# photos of me...



## Grace'sMom (Feb 22, 2012)

I'm sharing here first.... these will go on my blog, which is why my eyes are closed, kind of artsy photos.... I try to stay anonymous on my blog.

But I love the photos.... I have very few photos I like of myself...who would have thought some of my favorites would be of me bald...


----------



## shellbeme (Mar 1, 2011)

Tori, those pictures are stunning! :blink:


----------



## lynda (Oct 11, 2005)

You are absolutely beautiful, and a total inspiration to anyone who is fortunate to see your lovely photo. 
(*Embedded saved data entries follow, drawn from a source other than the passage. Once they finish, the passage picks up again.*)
PR #799, opened 2020-04-20
Add console_sock length validation

### LINKED ISSUE #790: Check console_sock length
See https://github.com/tarantool/tarantool/issues/4634

Now there is confused error `Address already in use` because long socket name is cut.

HustonMmmavr:
I didn't forget about

- [x] Tests
- [x] Changelog
- [x] Documentation

Close #790

### DIFF
--- a/cartridge.lua
+++ b/cartridge.lua
@@ -585,7 +585,7 @@ local function cfg(opts, box_opts)
         if #unix_port < #opts.console_sock then
             sock:close()
             fio.unlink(unix_port)
-            return nil, CartridgeCfgError:new('Length of console_sock is more than UNIX_PATH_MAX')
+            return nil, CartridgeCfgError:new('Too long console_sock exceeds UNIX_PATH_MAX limit')
         end
     end
 
--- a/cartridge.lua
+++ b/cartridge.lua
@@ -581,7 +581,10 @@ local function cfg(opts, box_opts)
             return nil, err
         end
 
-        if #sock:name().port < #opts.console_sock then
+        local unix_port = sock:name().port
+        if #unix_port < #opts.console_sock then
+            sock:close()
+            fio.unlink(unix_port)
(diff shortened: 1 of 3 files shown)


cartridge.lua
```diff
@@ -576,10 +576,17 @@ local function cfg(opts, box_opts)
...
+        local sock, err = CartridgeCfgError:pcall(console.listen, 'unix/:' .. opts.console_sock)
+        if not sock then
             return nil, err
         end
+
+        local unix_port = sock:name().port
+        if #unix_port < #opts.console_sock then
+            sock:close()
+            fio.unlink(unix_port)
+            return nil, CartridgeCfgError:new('Length of console_sock is more than UNIX_PATH_MAX')
```
rosik, line 588: Too long console_sock exceeds UNIX_PATH_MAX limit

test/unit/cfg_errors_test.lua
```diff
@@ -234,6 +234,19 @@ g.test_auth_backend = function()
...
+    g.mock_membership()
+    check_error('Length of console_sock is more than UNIX_PATH_MAX',
+        cartridge.cfg, {
+            workdir = '/tmp',
+            advertise_uri = 'unused:0',
+            http_enabled = false,
+            roles = {},
+            console_sock = string.format('%s/%s.sock', g.tempdir, ('a'):rep(108))
+        }
+    )
```
rosik, line 247: check that unlink works

dokshina:
What about notify socket?
https://github.com/tarantool/cartridge/blob/master/cartridge.lua#L585

rosik:
> What about notify socket?
> https://github.com/tarantool/cartridge/blob/master/cartridge.lua#L585

1. It's not created by cartridge, and it's not his concern.
1. It doesn't make sense in modern tarantool.
1. User can always pass non-existent path even if it's short enough. It's not a fatal error.

So I think it's not necessary to do anything similar about `notify_socket`.

PR #808, opened 2020-04-22
Fix leaking sockets in remote control

rosik:
Consider the case when cartridge instance recovers from snapshot.
It calls `remote_control.bind()` and accepts new connections, but doesn't
reply anything until recovery finishes. It may take some time.

If a client connection times out, the socket remains in CLOSE_WAIT state.
It's not GC'ed until the handler returns and socket is closed from
the server side explicitly.

If a client tries to reconnect afterwards, it results in fd leak, and
after some time the instance will likely get "too many open files" error.
We've met similar problem [here](https://github.com/tarantool/tarantool/issues/4910).

After this patch tcp handler doesn't retain closed sockets forever.

I didn't forget about

- [x] Tests
- [x] Changelog

### DIFF
--- a/cartridge/remote-control.lua
+++ b/cartridge/remote-control.lua
@@ -308,9 +308,29 @@ local function rc_handle(s)
     vars.handlers[s] = fiber.self()
     s._client_user = 'guest'
     s._client_salt = salt
-    if not vars.accept then
-        vars.accept_cond:wait()
+
+    -- When a client reconnects before the server started accepting
+    -- requests it's reasonable to avoid waiting for one-second timeout.
+    -- We wake up all the handlers so they could check if their
+    -- sockets were closed.
+    vars.accept_cond:broadcast()
+
+    while not vars.accept do
+        vars.accept_cond:wait(1)
+        fiber.testcancel()
+
+        -- Socket can become readable in two cases:
+        -- 1. It was closed by the client. On the server side it stays
+        --    in CLOSE_WAIT state. The server should close it and
+        --    release asap.
+        -- 2. Server received data even before it has sent the greeting.
+        --    This case doesn't conform to Tarantool iproto protocol.
+        if s:readable(0) then
+            vars.handlers[s] = nil
+            return
+        end
     end
+
     s:write(greeting)
 
     while vars.handlers[s] do
@@ -398,8 +418,7 @@ local function stop()
 
     vars.server:close()
     vars.server = nil
-    vars.accept = nil
-    vars.accept_cond = nil
+    vars.accept = false
 end
 
 --- Explicitly drop all established connections.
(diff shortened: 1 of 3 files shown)


cartridge/remote-control.lua
```diff
@@ -308,9 +308,28 @@ local function rc_handle(s)
...
+        vars.accept_cond:wait(1)
+
+        -- Socket can become readable in two cases:
+        -- 1. It was closed by the client. The socket remains in
+        --    CLOSE_WAIT state and the server should close it and
+        --    release asap.
+        -- 2. Server received data even before it has sent the greeting.
+        --    This case doesn't conform to Tarantool iproto protocol.
+        if s:readable(0) then
+            vars.handlers[s] = nil
```
filonenko-mikhail, line 328: Dont you want to close client socket here?

filonenko-mikhail: socket.tcp_server makes it

test/unit/remote_control_test.lua
```diff
@@ -813,3 +813,24 @@ function g.test_reconnect()
...
     end)
 end
+
+function g.test_gc()
+    local ok, err = remote_control.bind('127.0.0.1', 13301)
+    t.assert_equals(err, nil)
+    t.assert_equals(ok, true)
+
+    local RLIMIT_NOFILE = tonumber(io.popen('ulimit -n'):read('*all'))
+    require('log').info('RLIMIT_NOFILE: %d', RLIMIT_NOFILE)
```
olegrok, line 823: Seems this is a debug line

test/unit/remote_control_test.lua
```diff
@@ -813,3 +813,24 @@ function g.test_reconnect()
         })
     end)
 end
+
+function g.test_gc()
```
olegrok, line 817: test_<socket/fd>_gc?

test/unit/remote_control_test.lua
rosik: Well yes, but actually no. (But yes).
Anyway, it's helpful in CI.

rosik: Yet ulimit didn't work in CI, so I refactored the test

test/unit/remote_control_test.lua
```diff
@@ -813,3 +814,34 @@ function g.test_reconnect()
...
+        return #fio.listdir(procfd) - 1
+    end
+
+    local initial_fdcnt = fdcnt()
+
+    for i = 1, 16 do
+        local s = socket.tcp_connect('127.0.0.1', 13301)
+        t.assert(s, string.format('socket #%s: %s', i, errno.strerror()))
+        s:close()
+        require('fiber').sleep(0)
```
olegrok, line 836: Why can't you require fiber globally to the whole file?

PR #848, opened 2020-05-18
Enable stateboard in development

rosik:
These changes are necessary to easily configure stateful failover in development environment

I didn't forget about

- [x] Tests (unnecessary)
- [x] Changelog (unnecessary)
- [x] Documentation

### DIFF
--- a/instances.yml
+++ b/instances.yml
@@ -25,3 +25,8 @@ cartridge.srv-5:
     workdir: ./dev/3305
     advertise_uri: localhost:3305
     http_port: 8085
+
+cartridge-stateboard:
+    workdir: ./dev/stateboard
+    password: qwerty
+    listen: 4401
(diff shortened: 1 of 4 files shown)


instances.yml
```diff
@@ -25,3 +25,8 @@ cartridge.srv-5:
     workdir: ./dev/3305
     advertise_uri: localhost:3305
     http_port: 8085
+
+cartridge-stateboard:
+    workdir: ./dev/stateboard
+    password: qwerty
+    listen: 4401
```
dokshina, line 32: Why not `localhost:4401`?

stateboard.init.lua
```diff
@@ -0,0 +1,3 @@
+#!/usr/bin/env tarantool
+
+require('cartridge.stateboard').cfg()
```
dokshina, line 3: What about `setsearchroot` for Tarantool 1.10?

rosik: It's only necessary for cartridge-based projects packaging, which is never used for bare cartridge. In `.rock/bin` it's already prefixed appropriately.

PR #873, opened 2020-06-02
WIP: roles: introduce metrics role

### LINKED ISSUE #92: Expose default metrics from admin httpd
In GitLab by @sharonovd on Apr 29, 2019, 11:23

Utilize default metrics from `metrics` for the purpose.

That would make operations life easier. The only trick would be to leave them extenadble.

vasiliy-t:
WIP: lets agree on configuration format and I'll complete this pr with tests, expose metrics as a service in service_registry 

proposed configuration format:

```yaml
metrics:
      export:
        - path: "/metrics/json"
          format: "json"
        - path: "/metrics/prom"
          format: "prometheus"
      collect:
        default:
```

where 

- ```metrics``` is a top level section name
- ```export``` is exporter configuration, e.g. [1] is a way to enable json metrics via http endpoint /metrics/json
- ```collect``` is a collectors configuration, e.g. ```default``` means that enable_json_metrics will be called, required for further extensions, for example upcoming metrics ```psutils``` 

What has been done? New builtin role to expose metrics.

Why? Lack of standard and simple way to expose metrics

I didn't forget about

- [ ] Tests
- [ ] Changelog
- [ ] Documentation

Close #92

### DIFF
--- a/cartridge-scm-1.rockspec
+++ b/cartridge-scm-1.rockspec
@@ -14,6 +14,7 @@ dependencies = {
     'vshard == 0.1.15-1',
     'membership == 2.2.0-1',
     'frontend-core == 6.5.1-1',
+    'metrics == 0.2.0'
 }
 
 external_dependencies = {
--- a/cartridge/roles/instrumentation/metrics.lua
+++ b/cartridge/roles/instrumentation/metrics.lua
@@ -1,0 +1,66 @@
+local cartridge = require("cartridge")
+local argparse = require("cartridge.argparse")
+local metrics = require("metrics")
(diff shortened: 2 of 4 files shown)


printercu:
If you decide to proceed with using clusterwide config for configuring this role, I suggest to provide api to set default config from the source code. This makes it possible to use this role in applications that don't require any extra configuration to work.

Also maybe it's worth to make this role hidden or even permanent by default.

vasiliy-t:
closing this in favour of https://github.com/tarantool/metrics/pull/74

PR #887, opened 2020-06-08
feedback: include rocks versions from manifest into report

RunsFor:
Before only cartridge version was detected and reported by feedback daemon.

This patch reads manifest file, parses it and include rocks versions in it into feedback report

Example:

    {
      "cartridge": "scm-1",
      "lulpeg": "0.1.2-1",
      "cartridge-cli": "scm-1",
      "membership": "2.2.0-1",
      "frontend-core": "6.5.1-1",
      "errors": "2.1.3-1",
      "vshard": "0.1.15-1",
      "http": "1.1.0-1",
      "ddl": "1.1.0-1",
      "checks": "3.0.1-1"
    }

- [x] Tests
- [x] Changelog
- [ ] Documentation

Relates to https://github.com/tarantool/tarantool/issues/4391

### DIFF
--- a/cartridge/feedback.lua
+++ b/cartridge/feedback.lua
@@ -1,3 +1,4 @@
+local fio = require('fio')
 local log   = require('log')
 local json  = require('json')
 local fiber = require('fiber')
@@ -12,7 +13,7 @@ end
 
 local _daemon_mt = getmetatable(daemon)
 
--- copy-pased from tarantool-1.10.3-124-g3b1e75ece
+-- copy-pasted from tarantool-1.10.3-124-g3b1e75ece
 local function get_fiber_id(f)
     local fid = 0
     if f ~= nil and f:status() ~= "dead" then
@@ -21,7 +22,7 @@ local function get_fiber_id(f)
     return fid
 end
 
--- copy-pased from tarantool-1.10.3-124-g3b1e75ece
+-- copy-pasted from tarantool-1.10.3-124-g3b1e75ece
 local function feedback_loop(self)
     fiber.name(PREFIX, { truncate = true })
 
@@ -38,7 +39,7 @@ local function feedback_loop(self)
     self.shutdown:put("stopped")
 end
 
--- copy-pased from tarantool-1.10.3-124-g3b1e75ece
+-- copy-pasted from tarantool-1.10.3-124-g3b1e75ece
 local function guard_loop(self)
     fiber.name(string.format("guard of %s", PREFIX), {truncate=true})
 
@@ -57,7 +58,7 @@ local function guard_loop(self)
     self.shutdown:put("stopped")
 end
 
--- copy-pased from tarantool-1.10.3-124-g3b1e75ece
+-- copy-pasted from tarantool-1.10.3-124-g3b1e75ece
 local function start(self)
     self:stop()
     if self.enabled then
@@ -68,7 +69,7 @@ local function start(self)
     log.verbose("%s started", PREFIX)
 end
 
--- copy-pased from tarantool-1.10.3-124-g3b1e75ece
+-- copy-pasted from tarantool-1.10.3-124-g3b1e75ece
 local function stop(self)
     if (get_fiber_id(self.guard) ~= 0) then
         self.guard:cancel()
@@ -111,6 +112,31 @@ function _daemon_mt.__index.generate_feedback()
     end
 
     feedback.rocks['cartridge'] = require('cartridge').VERSION
+
+    local searchroot
+    if package.searchroot ~= nil then
+        searchroot = package.searchroot()
+    else
+        searchroot = fio.abspath(fio.dirname(arg[0]))
+    end
+
+    local manifest = {}
+    local manifest_path = fio.pathjoin(searchroot,
+        '.rocks/share/tarantool/rocks/manifest'
+    )
+
+    if not pcall(loadfile(manifest_path, 't', manifest))
+    or type(manifest.dependencies) ~= 'table'
+    then
+        return feedback
+    end
+
+    for rock_name, versions in pairs(manifest.dependencies) do
+        if feedback.rocks[rock_name] == nil then
+            feedback.rocks[rock_name] = next(versions)
+        end
+    end
+
     return feedback
 end
 
--- a/test/integration/feedback_test.lua
+++ b/test/integration/feedback_test.lua
@@ -51,6 +51,7 @@ g.before_all = function()
     })
     g.cluster:start()
 end
+
 g.after_all = function()
     g.httpd:stop()
     g.cluster:stop()
@@ -64,4 +65,5 @@ function g.test_feedback()
     t.assert_equals(msg.server_id, helpers.uuid('a', 'a', 1))
     t.assert_equals(msg.cluster_id, helpers.uuid('a'))
     t.assert_type(msg.rocks.cartridge, 'string')
+    t.assert_type(msg.rocks.http, 'string')
 end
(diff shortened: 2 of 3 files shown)


artur-barsegyan:
As I remember, a bundled application has a special manifest file with a list of installed versions of rocks. `cartridge-cli` can read it. 

**In general:** now, we don't have too many live Cartridge instances for representative analysis. It's nearly 3,5 % of total live Tarantool instances at all. What the main problem to track modules from core?

cartridge/feedback.lua
```diff
@@ -1,18 +1,68 @@
...
+end
+
+local function parse_manifest(filename)
+    local manifest = parse_lua_file(filename)
+    local deps = {}
+
+    for module, versions in pairs(manifest.dependencies or {}) do
+        for version, _ in pairs(versions) do
+            if deps[module] ~= nil then
+                break -- Decide how to deal with duplicates
```
rosik, line 24: Do you have any ideas?

cartridge/feedback.lua
```diff
@@ -1,18 +1,68 @@
...
+local function fill_in_rocks(feedback)
+    feedback.rocks = feedback.rocks or {}
+
+    -- tarantool 1.10 doesn't support package.searchroot
+    -- so we are basically guessing by picking directory
+    -- of the init script. It is a default scenario
+    local app_dir = package.searchroot and package.searchroot() or fio.abspath(fio.dirname(arg[0]))
+    local manifest_path = fio.pathjoin(app_dir, '.rocks/share/tarantool/rocks/manifest')
+
+    if not parsed_manifest then
```
rosik, line 44: This code isn't friendly to hot-reload. According to recent discussions in #842  I suggest to prepare for it.

cartridge/feedback.lua
```diff
@@ -1,18 +1,68 @@
...
+        if fio.path.is_file(manifest_path) then
+            parsed_manifest = parse_manifest(manifest_path)
```
rosik, line 46: The function is used only once. What do you think about inlining it?

cartridge/feedback.lua
```diff
@@ -1,18 +1,68 @@
...
+        end
+    end
+
+    local rocks = parsed_manifest or {}
```
rosik, line 50: Variables and functions naming should be revised all across the PR. How could you assign `parsed_manifest` to `rocks`? Does it hold rocks of manifest?

rosik: `or {}` seems to be unnecessary. `parsed_manifest` can't be nil afaics.

test/integration/feedback_test.lua
```diff
@@ -64,4 +65,5 @@ function g.test_feedback()
     t.assert_equals(msg.server_id, helpers.uuid('a', 'a', 1))
     t.assert_equals(msg.cluster_id, helpers.uuid('a'))
     t.assert_type(msg.rocks.cartridge, 'string')
+    t.assert_type(msg.rocks.http, 'string')
```
rosik, line 68: This test isn't correct. Cartridge dev layout doesn't conform to layout of regular project, but it still passes.

cartridge/feedback.lua
```diff
@@ -106,11 +156,8 @@ function _daemon_mt.__index.generate_feedback()
         return nil, err
     end
 
-    if feedback.rocks == nil then
-        feedback.rocks = {}
-    end
+    fill_in_rocks(feedback)
```
rosik, line 159: What's the purpose of splitting this logic to a separate function?

cartridge/feedback.lua
```diff
@@ -1,18 +1,68 @@
...
+    local state = {}
+    local eval = loadfile(name, 't', state)
+    pcall(eval)
+
+    return state
+end
+
+local function parse_manifest(filename)
+    local manifest = parse_lua_file(filename)
+    local deps = {}
```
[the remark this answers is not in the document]
RunsFor: For me first version is more readable, but I won't insist.

cartridge/feedback.lua
RunsFor: I'm not sure we can anything with it by just parsing `manifest` file. I think, we may just assume, there is consistent `.rocks/` directory and just take the first version.

More reliable approach needs to examine `.rocks/` structure.

cartridge/feedback.lua
RunsFor: I'm more on the "split for readability" side here as well as with `parse_lua_file` function. If `cartridge`'s code style prefer inlining, I'm okay with that. Do you want me to inline it?

cartridge/feedback.lua
RunsFor: See [comment](https://github.com/tarantool/cartridge/pull/887#discussion_r441490797) above. Let's decide, which is more consistent for `cartridge` project.

test/integration/feedback_test.lua
RunsFor: What do you mean?

I needed to assure, that rocks from the manifest will appear in the feedback report. I can't check exact versions and underlaying manifest to a random location would be tedious. So I decided to check for the present of `http` module in report, since it is one of the most stable dependencies for cartridge and test are supposed to run under cartridge environment.

cartridge/feedback.lua
RunsFor: Agree. Thanks for pointing it out.

I've removed confusing `parsed_manifest` variable, and put everything under cached branch `if not rocks then ... end`

RunsFor: > or {} seems to be unnecessary. parsed_manifest can't be nil afaics.

If manifest happen to be not a file, rocks may still be nil

cartridge/feedback.lua
```diff
@@ -1,18 +1,68 @@
...
+
+local parsed_manifest = false
+
+local function fill_in_rocks(feedback)
+    feedback.rocks = feedback.rocks or {}
+
+    -- tarantool 1.10 doesn't support package.searchroot
+    -- so we are basically guessing by picking directory
+    -- of the init script. It is a default scenario
+    local app_dir = package.searchroot and package.searchroot() or fio.abspath(fio.dirname(arg[0]))
```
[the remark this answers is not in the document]
RunsFor: Why so?

cartridge/feedback.lua
```diff
@@ -1,18 +1,68 @@
...
+                break -- Decide how to deal with duplicates
+            end
+            deps[module] = version
+        end
+    end
+
+    return deps
+end
+
+local parsed_manifest = false
```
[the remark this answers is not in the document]
RunsFor: Seems reasonable. fixed

cartridge/feedback.lua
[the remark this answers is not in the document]
RunsFor: Or do you want to simple remove calling `package.searchroot()` here and leave `arg[0]`? So you are saying that `.rocks` directory will more like to be in `arg[0]` then in `package.searchroot()`?

cartridge/feedback.lua
RunsFor: Add file modification time based caching for manifest. Also it will be invalidated if manifest when removed

cartridge/feedback.lua
RunsFor: Decided to take only first version, since it is difficult to detect which version is actually used and requires parsing a file tree

cartridge/feedback.lua
RunsFor: Decided not to deal with caching since feedback daemon runs only once in hour.

cartridge/feedback.lua
RunsFor: Decided to inline it

cartridge/feedback.lua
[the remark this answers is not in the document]
RunsFor: Decided to fallback to arg[0] only when `package.searchroot` is not available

What do you mean, you don't take a good picture? Your kidding right:thumbsup:


----------



## hoaloha (Jan 27, 2012)

Very artistic and beautiful photos, Tori  I love Black and White...and it really makes the green pop. Thanks for sharing- I know that self-portraits aren't the easiest to share. I can easily see why these are some of your favs!


----------



## Sylie (Apr 4, 2011)

OMG, Tori those photos gave me the chills. They are beautiful and so artistic.
You wonderful *WARRIOR.*


----------



## sherry (Jan 4, 2013)

Tori, you are a warrior! Love the pics, and would love your blog address!


Sent from Petguide.com Free App


----------



## Grace'sMom (Feb 22, 2012)

You all are wonderful :blush:

Thank you for the compassion and support.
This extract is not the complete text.